Your objective: Within these entries, how many lines contain the word "witness"? Answer with the number alone.

Data provided:
PR #60, opened 2024-02-12
DAG Safety witness

BritikovKI:
This pull request adds the solver capacity to produce validity witness for the DAGs of Transition Systems solving algorithms.

### DIFF
--- a/.gitignore
+++ b/.gitignore
@@ -1,9 +1,7 @@
 build
 
-cmake-build-release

Completed exercise: 2